Six mois après la réélection controversée du président Mahmoud Ahmadinejad en Iran, tant l'opposition que le pouvoir refusent de plier. Notre collaborateur a joint hier un étudiant dissident qu'il avait rencontré en Iran peu après l'élection de juin dernier. Le jeune homme témoigne de l'escalade de la violence, de ses craintes, mais aussi de son refus de baisser les bras.

Mehran, 24 ans, n'a plus beaucoup d'espoir. Mais il ne peut se résigner à abandonner la lutte. «Chaque jour, quand je me réveille pour aller à une manifestation, je pense que je ne reviendrai plus. Je pense que je mourrai, mais j'y vais encore et tous les autres aussi. Pour la vérité», raconte l'étudiant, dans un échange électronique.

 

Mehran est craintif. Même s'il n'est qu'un manifestant parmi tant d'autres, il est persuadé que son téléphone est sous écoute et que ses courriels sont lus. Au cours des derniers mois, plusieurs de ses amis ont été renvoyés de l'université. D'autres ont même été exilés vers des villes de province, raconte-t-il.

Lors de notre première rencontre, quelques jours après l'élection présidentielle de juin, Mehran était plus confiant. Il savait que la partie ne serait pas facile, mais il croyait assister au début de la fin de la République islamique.

Six mois plus tard, il est sur le qui-vive plus que jamais. «Même dans les jours qui ont suivi l'élection, ce n'était pas aussi répressif qu'aujourd'hui.»

L'étau se resserre et Mehran sent que les appuis à l'opposition s'effritent à l'intérieur du régime. «Même les ayatollahs modérés se sont retournés contre nous. Je crois que c'est parce qu'ils craignent pour leur poste.» La mort de l'ayatollah dissident Ali Montazeri le 19 décembre, à 87 ans, a aussi enlevé à l'opposition l'une de ses principales cautions morales.

Le peuple manipulé

Mais pour Mehran, ce qui fait le plus mal, c'est de voir une partie du peuple rentrer dans les rangs, hypnotisée selon lui par la propagande gouvernementale. «Le pouvoir utilise la religion pour déclencher une guerre dans le peuple. À la télévision, ils ont montré des opposants qui sifflaient après une bataille gagnée (contre les forces de l'ordre) dans la rue. (La narration) disait qu'ils dansaient et sifflaient durant une journée de deuil», s'indigne Mehran.

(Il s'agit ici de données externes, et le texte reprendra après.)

PR #4955, opened 2024-09-18
Shorten S3 prefix to meet the requirement of RDS export API

oeyh:
### Description
RDS startExportTask API requires S3 prefix fewer than 60 characters. The S3 prefix for export defined by pipeline is `user-defined_prefix/source_identifier/rds-export`. The source identifier along often exceed the limit. 

This PR shortens source identifier to 15 chars and change `rds-export` to just `rds`. This leaves about 40 chars for user defined prefix.
 
### Issues Resolved
N/A
 
### Check List

### DIFF
--- a/data-prepper-plugins/rds-source/src/main/java/org/opensearch/dataprepper/plugins/source/rds/utils/IdentifierShortener.java
+++ b/data-prepper-plugins/rds-source/src/main/java/org/opensearch/dataprepper/plugins/source/rds/utils/IdentifierShortener.java
@@ -1,0 +1,34 @@
+/*
+ * Copyright OpenSearch Contributors
+ * SPDX-License-Identifier: Apache-2.0
+ */
+
+package org.opensearch.dataprepper.plugins.source.rds.utils;
+
+import java.nio.charset.StandardCharsets;
+import java.security.MessageDigest;
+import java.security.NoSuchAlgorithmException;
+import java.util.Base64;
+
+public class IdentifierShortener {
+
+    public static String shortenIdentifier(final String identifier, final int maxLength) {
+        if (identifier.length() <= maxLength) {
+            return identifier;
+        }
+
+        try {
+            // Create SHA-256 hash
+            MessageDigest digest = MessageDigest.getInstance("SHA-256");
+            byte[] encodedhash = digest.digest(identifier.getBytes(StandardCharsets.UTF_8));
+
+            // Convert byte array to Base64 string
+            String base64Hash = Base64.getUrlEncoder().withoutPadding().encodeToString(encodedhash);
+
+            // Return the first maxLength characters
+            return base64Hash.substring(0, Math.min(base64Hash.length(), maxLength));
+        } catch (final NoSuchAlgorithmException e) {
+            return identifier.substring(0, maxLength);
+        }
+    }
+}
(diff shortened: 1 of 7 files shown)


data-prepper-plugins/rds-source/src/test/java/org/opensearch/dataprepper/plugins/source/rds/utils/IdentifierShortenerTest.java
```diff
@@ -0,0 +1,59 @@
...
+
+    @Test
+    void shortenIdentifier_when_input_is_longer_than_max_then_return_shortened_result() {
+        final int maxLength = 5;
+        final String testInput = UUID.randomUUID().toString();
+        assertThat(testInput.length(), greaterThan(maxLength));
+
+        final String result = IdentifierShortener.shortenIdentifier(testInput, maxLength);
+
+        assertThat(result.length(), lessThanOrEqualTo(maxLength));
```
dinujoh, line 41: should this be `assertThat(result.length(), equalTo(testInput));`

oeyh: `testInput` is longer than maxLength (5) here. This is to verify that after shortening, it's equal or less than maxLength.

dinujoh: I had typo.. `equalTo(maxLength))`

dinujoh: Verify if there are no collisions when shortening the identifier.

dinujoh (approved):

data-prepper-plugins/rds-source/src/test/java/org/opensearch/dataprepper/plugins/source/rds/utils/IdentifierShortenerTest.java
oeyh: Did some smoke testing with long and similar inputs shortened to 10 chars, no collisions. With 15 chars used in rds source, the chance of collision should be very slim.

data-prepper-plugins/rds-source/src/main/java/org/opensearch/dataprepper/plugins/source/rds/utils/IdentifierShortener.java
```diff
@@ -0,0 +1,34 @@
...
+        try {
+            // Create SHA-256 hash
+            MessageDigest digest = MessageDigest.getInstance("SHA-256");
+            byte[] encodedhash = digest.digest(identifier.getBytes(StandardCharsets.UTF_8));
+
+            // Convert byte array to Base64 string
+            String base64Hash = Base64.getUrlEncoder().withoutPadding().encodeToString(encodedhash);
+
+            // Return the first maxLength characters
+            return base64Hash.substring(0, Math.min(base64Hash.length(), maxLength));
```
chenqi0805, line 29: QUES: what is the impact if there is a collision in the encoded result?

oeyh: There's a slim chance of collision between two pipelines configured with the same `s3_bucket` and `s3_prefix` in RDS source. In that case, the two pipelines will share the same s3 buffer, so one pipeline can process data that is supposed to be processed by the other pipeline and vice versa.

oeyh: When the bucket is used by a single user, the collision only happens within a single user's ownership. But if the bucket is multi-tenant, we will need to be more careful to avoid collisions.

PR #4980, opened 2024-09-26
Adding a new API to get the current transformed pipelines as a JSON

sb2k16:
### Description
This PR Is to add a new API to get the body of the transformed pipelines running in the current data prepper instance as an entire JSON string. The API supports both GET and POST methods.

The main purpose is to have a mechanism to get the transformed body of the entire set of pipelines running in the current data prepper instance which should enable faster debugging and troubleshooting purpose.
 
### Check List

### DIFF
--- a/data-prepper-core/src/main/java/org/opensearch/dataprepper/pipeline/server/DataPrepperServer.java
+++ b/data-prepper-core/src/main/java/org/opensearch/dataprepper/pipeline/server/DataPrepperServer.java
@@ -30,7 +30,7 @@ public class DataPrepperServer {
     private static final Logger LOG = LoggerFactory.getLogger(DataPrepperServer.class);
     private final HttpServerProvider serverProvider;
     private final ListPipelinesHandler listPipelinesHandler;
-    private final GetTransformedPipelinesBodyHandler getTransformedPipelinesBodyHandler;
+    private final GetPipelinesHandler getPipelinesHandler;
     private final ShutdownHandler shutdownHandler;
     private final PrometheusMeterRegistry prometheusMeterRegistry;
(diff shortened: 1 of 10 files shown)


data-prepper-core/src/main/java/org/opensearch/dataprepper/pipeline/server/DataPrepperServer.java
```diff
@@ -30,6 +30,7 @@ public class DataPrepperServer {
     private static final Logger LOG = LoggerFactory.getLogger(DataPrepperServer.class);
     private final HttpServerProvider serverProvider;
     private final ListPipelinesHandler listPipelinesHandler;
+    private final GetTransformedPipelinesBodyHandler getTransformedPipelinesBodyHandler;
```
kkondaka, line 33: Should this be `getTransformedPipelinesConfigHander`?

data-prepper-core/src/main/java/org/opensearch/dataprepper/pipeline/server/DataPrepperServer.java
```diff
@@ -67,6 +70,7 @@ private HttpServer createServer() {
 
         createContext(server, listPipelinesHandler, authenticator, "/list");
         createContext(server, shutdownHandler, authenticator, "/shutdown");
+        createContext(server, getTransformedPipelinesBodyHandler, authenticator, "/getPipelineBody");
```
kkondaka, line 73: Same as above. Should this be `/getPipelineTransformedConfig`. Who knows we may need `/getPipelineConfig` in future to get the config before transformation.

dlvenable (approved):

«La plus grande arme du pouvoir après les bassidjis (milice islamique), c'est la télé. Ce qu'ils montrent à notre sujet, ce sont des scénarios dignes d'Hollywood. Si je dis qu'il n'y a pas beaucoup d'espoir, c'est parce que la majorité du peuple regarde la télé et avale tout, se désole Mehran. Le peuple ne comprend rien.»

Malgré tout, Mehran sent qu'il ne peut pas abandonner. «Quand le sang d'un camarade, d'un ami, d'un citoyen est versé, nous avons une obligation envers lui. Comme envers nos soeurs qui sont violées dans les prisons. Lorsqu'on va aux manifestations et qu'on voit des vieillards et des gamins se faire battre, on se sent responsable, poursuit Mehran. Alors, je dois y aller, pour moi-même. Pour pouvoir me regarder dans le miroir dans 10 ans.»